Beyond the Ultrafan, Rolls-Royce's innovative spirit extends to other areas, such as its "IntelligentEngine" vision, which integrates products, services, and digital technology [intro, 294, 349, 350, 351]. The company is also developing advanced technologies for servicing and maintenance through projects like REINSTATE, aiming to reduce waste and emissions by enabling "key-hole surgery" for engines and repairing complex parts [intro, 276, 278, 279]. This involves developing "snake robots" to access complex parts, sensors for predictive maintenance, inspection tools for buried components, and advanced automated repair technologies. These technologies will be deployed on existing engines and adapted for future low-carbon engines.

Rolls-Royce is also advancing its "Digital Future" and "Digital Twin" concepts, especially for defence applications.
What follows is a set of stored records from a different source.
Issue #639, opened 2019-01-22
XSS vulnerability in IE (only IE)


arku31:
https://github.com/qtranslate/qtranslate-xt/blob/35ab2931a52f9d81ca4d016de7a1640ff7c7a14a/qtranslate_core.php#L1268

**How to check?**
Open in IE (not edge) http://live.paresh.ninja/redirect.php?u=https://localhost/en/"><svg/onload=alert(document.domain)>/%252e%252e/x

**How to fix**
Please, escape this with esc_url
`$complete = esc_url(qtranxf_buildURL($urlinfo_lang,$homeinfo));`

herrvigg:
hello @arku31 
thanks for this! A few questions:
- if that's only for IE isn't that more of a security issue of that browser?
- which version of IE? I tried with IE 11 (11.253.17763.0) but didn't see anything special. What is that suppose to do, show the alert message?
- which URL mode are you using? I suppose QTX_URL_PATH which is the default. Do you think it will work also with QTX_URL_DOMAIN / QTX_URL_DOMAINS / QTX_URL_QUERY? The domains modes are hard to test...!
- if the `urlinfo_lang` already contains something escaped, what happens? I'm not sure how risky the change is, i just want to be sure it won't create some regressions.

arku31:
- This is a security issue of that browser but that's IE... :) It's no longer supported but still in use
- Any IE. I forgot to mention, you should call this function, I'm using it like this `<?php echo qtrans_convertURL(get_permalink(), 'en'); ?>`
- Right, the default one
- Shouldn't change anything, but... I found regressions as well =( link with "&" are also encoded, so it brokes website, links with "&" leads to permanent redirect. I'm looking for another solution ATM.

herrvigg:
@arku31 After looking at this i find it a bit too specific and out of scope for qTranslate.

Since this is a security issue that modern browsers apparently deal with, it's more of a hack to compensate for a limitation in the old IE, because it's not maintained anymore. Though the proposed change is very small, and i thank you for that, i'd like to avoid adding an extra layer of complexity only for an outdated IE 😬 ... that no one should use anymore :sweat_smile:

What i suggest is you try to use the hook `qtranslate_url_set_language`. Ideally you'd like a hook after `qtranxf_buildURL` (there's actually some commented code about it!). But maybe by looking at the fields `$urlinfo [wp-path]` and `$urlinfo[query]` you could be able to handle it with the existing hook just before. Let me know if it works.

[...]

PR #640, opened 2019-01-22
fix IE xss #639

arku31:
Just escaping final URL to prevent XSS in IE


herrvigg:
I have looked at the code and we can't simply substitute `qtranxf_buildURL` with `qtranxf_sanitize_url`. They don't have the same role so this can create regressions. Look carefully at `qtranxf_buildURL`, there is much more being done. See also the questions in https://github.com/qtranslate/qtranslate-xt/issues/639. I close this until those are clarified.

PR #641, opened 2019-01-23
Fix AMP url for themes like Penci Soledad

tonyfahrion:
Hi,

I had an issue with the Penci Soledad AMP plugin, which caused qtranslate-xt to modify the localised URL twice (once before `/amp/` and once after). This resulted in a 404 for all internal links.

While I could not figure out the real cause (lack of time), this fixes
the localised URL string. It does so by looking
for a string like `/en/amp/en/` and replacing it as `/en/amp/`, so
both AMP and qtranslate-xt are happy and can be used in parallel.

This is tested with Penci Soledad AMP, but not with the official
AMP plugin from Wordpress/Google.

Please review

### DIFF
--- a/qtranslate_core.php
+++ b/qtranslate_core.php
@@ -1127,6 +1127,14 @@ function qtranxf_url_set_language( $urlinfo, $lang, $showLanguage ) {
 			case QTX_URL_PATH: // pre-path
 				//qtranxf_dbg_log_if(!isset($urlinfo['wp-path']),'qtranxf_url_set_language: wp-path not set $urlinfo:',$urlinfo,true);
 				$urlinfo['wp-path'] = '/' . $lang . $urlinfo['wp-path'];
+
+				// fix potential bug with AMP sites which leads to broken links like `/en/amp/en/...
+				// do this by replacing `/en/amp/en/` by `/en/amp/`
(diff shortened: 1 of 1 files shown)


herrvigg:
Thanks for raising this. I didn't look in the details yet, but i'm wondering if this shouldn't rather be handled by hooks such as `qtranslate_url_set_language` ? This is a specific integration problem and qTranslate-XT should not deal with all possible cases. At first sight the hook looks more suitable for this.

herrvigg:
@tonyfahrion after checking this again i'd like to avoid too specific features, the code is already over-bloated. The best is to use the existing filter: `qtranslate_url_set_language` on your side. This is called after setting the initial `$urlinfo['wp-path']`. So it should be enough to write a callback in your plugin/theme and you stick your code in there. If don't know how to, let me know.

tonyfahrion:
thx for the information @herrvigg 

Sorry, I don't have the time right now to investigate any further. But I'll come back to this in a few weeks 🙈 
But I have to agree, it might be a too specific problem.

Kind regards, and thank you to keep going with this wonderful plugin! 🙂 
Tony

herrvigg:
No worry i'm sure you'll figure out how to do, but if you get stuck don't hesitate to come back here. Good luck :)

PR #647, opened 2019-03-04
Add composer support

cheplv:
Add composer.json to support composer installations, currently added release under packagist repo "cheplv/qtranslate-x" with tag 3.5.4

### DIFF
--- a/composer.json
+++ b/composer.json
@@ -1,6 +1,6 @@
 {
     "name": "cheplv/qtranslate-x",
-    "version": "3.5.3",
+    "version": "3.5.4",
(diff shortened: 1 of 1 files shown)


herrvigg:
hello,
i understand the need. But there's the question of the repo and the maintainer, it should be the same as for this repo with a stable reference, otherwise it's going to create a lot of confusion. It's already quite a mess. We first need to solve the question of the name and reference to qTranslate before anything. So i prefer to close it for now, sorry about that, but be sure we'll come back to it.

cheplv:
No problem - anyway i'll added support in my packagist repo - please ping me when this ticket actualized

PR #651, opened 2019-03-10
Using strtotime() instead of time() + $seconds

alphp:
Use of the strtotime function instead of time.
The strtotime function avoids errors by DST.


herrvigg:
Are you sure it's enough to use `strtotime`? Anyway it shouldn't be a big issue for the gettext DB but `time()` is used in many other places in the code so we should be looked at this potential problem everywhere. Everything looks quite minor because it's only about notices and so on. But if we need such a fix we should be consistent all over the whole project.

alphp:
Yes, in [my blog I talked](https://lab.fawno.com/2015/11/03/calculos-con-fechas-en-php/) some time ago about date calculations and the use of strtotime instead of time.

I've reviewed the use of time and I think I made all the necessary changes.

Some examples: https://lab.fawno.com/code/dates.php

herrvigg:
OK thanks, looks good!
Sorry i forced push a small commit amend to master just to revert a wrong permission change from 644 to 755 that i pushed by mistake. Can you rebase on master?

PR #653, opened 2019-03-11
Using strtotime() instead of time() + $seconds

alphp:
Use of the strtotime function instead of time.
The strtotime function avoids errors by DST.


alphp:
I got confused with git and in the end I ended up creating the branch with the changes.

herrvigg:
Yeah sometimes it's easier on small branches when the rebase goes banana ;)
Sorry for this mess but my WSL seems to have gone nuts with the file permissions only recently. Sad because it was a really convenient setup.
Thanks for the PR!

PR #655, opened 2019-03-12
Shorten message for alt content

herrvigg:
This PR is in substitution of https://github.com/qtranslate/qtranslate-xt/pull/630. This concerns the option "Show alternative content", meant to display the _post content in alternative languages_ when there's no translation for the current language. But instead of adding a new option to remove a part of the message, this becomes the new behavior.

Currently when the "alt content" option is selected many things are shown:
- notice: "Sorry, this entry is only available in %LANG: ...", containing links to allow language switch.
- long message: "For the sake of convenience, the content is shown below [very long text...]"
- the post content in alternative language (default or next in order)

With this PR the goal is to **remove** entirely the second part ("For the sake of convenience...").
As explained in https://github.com/qtranslate/qtranslate-xt/pull/630 it's cumbersome and it has no added value for the user! The first part should be sufficient, it's self-explanatory. Any user can understand what an hyperlink is and there's no real need explaining to the user why a given language is currently displayed. This is more of a debug information for the administrator, who is supposed to know what he's doing when using this option ;)

By removing this long message we also simplify the code. The only complication comes from the hook `i18n_content_translation_not_available` that can be used for a full customization. Here i keep an empty `$msg` for retro-compatibity (it used the contain the 2d part) but we could take the opportunity to review this filter.

### DIFF
--- a/admin/qtx_configuration.php
+++ b/admin/qtx_configuration.php
@@ -364,27 +364,27 @@ function qtranxf_conf() {
                                 <br/>
                                 <label for="hide_untranslated"><input type="checkbox" name="hide_untranslated"
                                                                       id="hide_untranslated"
-                                                                      value="1"<?php checked( $q_config['hide_untranslated'] ) ?>/> <?php _e( 'Hide Content which is not available for the selected language.', 'qtranslate' ) ?>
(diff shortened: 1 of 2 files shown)


herrvigg:
OK i managed to keep the original filter. I think all the filters should be reviewed and made consistent but it's another task. Anyway we should at least rename then together with the new plugin name.
I'm quite happy with this change now, i think it can be merged so more people can try this.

This involves transforming engineering processes through digital innovation to deliver solutions faster and more cost-competitively, reducing the need for physical manufacturing and testing. Digital design models, calibrated with real-world data, ensure accuracy and trust, allowing for virtual modelling and simulation at unprecedented speeds and aiming for zero defects. A digitally interconnected network of suppliers has real-time access to standard features and manufacturing data through a collaboration portal, ensuring design changes flow rapidly and aiming for zero defects in manufacturing and assembly.


Furthermore, Rolls-Royce is making significant strides in nuclear energy. It has extensive nuclear capabilities, including submarine systems, reactor design, licensed site operation, and fuel fabrication. The company has been selected to deliver Small Modular Reactors (SMRs) for the UK and plans to expand into the US market, showcasing its capability in advanced nuclear technologies and commitment to a "Golden Age" of nuclear energy [intro, 47, 344, 345]. In March 2023, the UK Space Agency funded Rolls-Royce to create a nuclear reactor for the moon, intended to power space missions. Rolls-Royce is recognized as the only company globally with full lifecycle experience, end-to-end capability, and an established supply chain in the nuclear sector.


Recent commercial successes further highlight Rolls-Royce's position. At the 2025 International Paris Air Show, the company secured contracts for 90 Trent XWB-97 engines, 40 Trent 7000 engines, and 12 Trent XWB-84 engines from airlines in Saudi Arabia, Egypt, Taiwan, and Vietnam, safeguarding jobs in Derby well into the 2030s.


In conclusion, the Rolls-Royce Ultrafan engine is not merely a new product; it is a declaration of the company's enduring dedication to innovation, sustainability, and shaping the future of global aviation [intro]. Its advanced architecture, cutting-edge materials, and remarkable efficiency gains demonstrate Rolls-Royce's leadership in an industry striving for a net-zero future, setting a new benchmark for performance and environmental responsibility [intro].